I. LES OBSTACLES A SURMONTER.

 Ia. Trouver un psychiatre libéral.

  Il y a 700 000 personnes avec des troubles bipolaires en France et 3,3 Millions relevant du spectre bipolaire.
 Pour les soigner 1 000 psychiatres intéressés par les bipo dont beaucoup vont partir à la retraite;
 La première difficulté est celle de l'accès aux soins, de trouver un psychiatre. En province il faut souvent 3 à 4 mois pour avoir un rendez-vous. Mais si le diagnostic est déjà difficile, le suivi sur le long terme devient insoluble.
Il n'y a pas de réseau constitué entre les généralistes et les psychiatres.

 Ib. Accès hospitalier.

     Milieu hospitalier et CMP.Parfois 6  mois pour avoir un lit d'hospitalisation.  Voie d'accés  à l'hopital  les urgences où le diagnostic est fait par un interne.

 Ic. Accepter sa maladie.

   Il y a un travail personnel qui doit être fait pour surmonter les sentiments que le diagnostic de maladie mentale provoque :
   - l'ignorance
  - la peur
   - la honte
de la part de l'entourage et de la société. Ces sentiments sont transmis au patient, qui doit apprendre à les surmonter. Un stade fondamental de la stabilisation est d'accepter la maladie et les effets indésirables des médicaments.
  L'alliance thérapeutique est nécessaire.

  Id Accès aux informations.

   Au premier MEDEC  opposition à l'information des malades de la part des médecins.

 Ie. maladie -> personnalité sous-jacente du malade -> psychiatre -> environnement

   Un  traitement réussi  doit  tenir compte de  toute la chaîne .

 II. MALADIE.

 IIa. Historique de la prise en charge de la PMD au spectre bipolaire.

     Il y a 20 ans on parlait de psychose maniaco-dépressive avec activité délirante. Les antidépresseurs étaient difficiles à manier.
Aujourd'hui, les antidépresseurs sont faciles à manier et l'on en vend  53 M  de boites par an par les généralistes en majorité.

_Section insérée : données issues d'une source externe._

PR #536, opened 2024-11-19
feat(scalars): add final style for number input

alejandrocabriales:
## Ticket

## Description
-  Should update the styles with the Final design.


packages/design-system/src/globals.css
```diff
@@ -102,6 +102,9 @@
   --color-orange-700: 32 100% 60%;
   --color-orange-800: 33 100% 55%;
   --color-orange-900: 32 100% 50%;
+  --color-charcoal-300: 221 17% 67%;
+  --color-charcoal-700: 219 17% 34%;
+  --color-charcoal-900: 220 17% 17%;
```
YasielCabrera: we should add the entire charcoal palette instead of just three colors

packages/design-system/src/globals.css
```diff
@@ -171,6 +174,9 @@
   --orange-700: hsl(var(--color-orange-700));
   --orange-800: hsl(var(--color-orange-800));
   --orange-900: hsl(var(--color-orange-900));
+  --charcoal-300: hsl(var(--color-charcoal-300));
+  --charcoal-700: hsl(var(--color-charcoal-700));
+  --charcoal-900: hsl(var(--color-charcoal-900));
```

  Problèmes actuels : virages maniaques induits par les antidépresseurs, 60% des déprimés sont des bipolaires.
  Aujourd'hui on parle de spectre des troubles bipolaires.
  Hétérogénéité très grande des troubles  au point que l'on pourrait parler de troubles multipolaires.
  Le vocabulaire  a changé pour refléter cette évolution des connaissances :
                      1950  PMD  et dépression unipolaire ou réactionelle
                      puis maladie bipolaire et dépression
                      puis troubles bipolaires I et II
                      puis troubles bipolaires III  attribué aux virages antidépresseur ou aux antécedents familiaux
                      puis troubles 1 1/2 21/2 ... et maintenant multipolaire.
 La typologie des troubles bipolaires est très syndromique, ce qui se traduit par un éparpillement avec l'avancée de la recherche clinique.        

  IIb. Les formes difficiles à traiter : circulaire, cycles rapides, formes mixtes.

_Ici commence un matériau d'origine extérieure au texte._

PR #537, opened 2024-11-20
feat(scalars): add amount currency variants

alejandrocabriales:
## Ticket

## Description
- Default status with currency. 
- Active status with currency
- Default - Select hover with currency
- Default - Select open with currency 
- Default - Select focus with currency isPopoverOpen 
- Default - Read only with currency
- Default - Warning
 - Default - Error
 - Default - Multi-error
 - Description status
- Mandatory status
- Should set **precision** as a Number.
- Should set **minValue** as a Number.
- Should set **maxValue** as a Number.
- Should set **allowNegative** as a Boolean.


nesdc88 (approved):
LGTM

PR #544, opened 2024-11-20
fix(document-model): do not generate a new timestamp for operations

gpuente:
## Description:

- Prevent replace operation timestamp


ryanwolhuter (approved):
nice! will need a way to mock the date in the test, but otherwise looks good 👍

PR #2149, opened 2025-12-18
perf: add performance profiling to two-reactor GQL sync tests

Samyoul:
- Add performance marks and measures to all test cases to isolate actual sync operation timing from setup/teardown
- Add logPerformanceMarks() helper to output performance data to console for correlation with CPU profiles
- Add profile-two-reactor-gql-tests.sh script for CPU profiling with Node.js --cpu-prof flag


Samyoul:
with #2228 closing

PR #2173, opened 2025-12-31
feat(codegen): restore ph-default-styles wrapper in editor templates

gpuente:


gpuente:
this PR is not longer needed, this changes were already added to main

      Forme graves : circulaires ou à cycle rapide.
               circulaire : sujets jamais équilibrés soit une excitation soit une dépression.
               cycles rapides : circulaire aggravé 12 à 14 épisodes par an.
 Souvent en rapport avec l'hypothyroïdie et entretenus par une alcoolisation importante.

     Difficile à traiter formes mixtes avec des symptômes dépressifs et maniaques simultanés.
       manies mixtes :  rit et pleure à la fois
       dépressions mixtes : (chantal henry)  tristes avec sensationde cerveau sans repos, hyperactivité, hypersensorialité, fatique de fin de journée, irritabilité.
       manies dysphoriques.

 III. PERSONNALITE DU SUJET.

 IIIa. La personnalité sous-jacente "colore" la symptomatologie.

    personnalité borderline avec souvent des problèmes dans l'enfance (abandon, agression,..) de prise en charge difficile
    personnalité anxieuse
    personnalité névrosée..

 IIIb. Interactions personnalité / maladie

    Il faut traiter le plus vite possible pour éviter la perturbation de la personnalité.
    Etats subsyndromiques dans les périodes intercritiques.

 IV. PSYCHIATRE.

 IVa.  Difficulté d'établir une relation de confiance.
 IVb.  Souvent méconnaissance du sujet.

 V. ENVIRONNEMENT.

  Trouble multidéterminé avec une prédisposition génétique et des facteurs déclenchants.

 Va. facteurs génétiques

     pas de gène unique
     des gènes de vulnérabilité différents suivant les formes du trouble (ex : formes à début précoce poids génétique plus important)
     La présence de ces gènes n'est pas suffisante pour provoquer le trouble

 Vb Evénements déclenchants

    -deuils, ruptures, licenciements (pas controlables)
    - règles d'hygiène de vie (possibles à controler)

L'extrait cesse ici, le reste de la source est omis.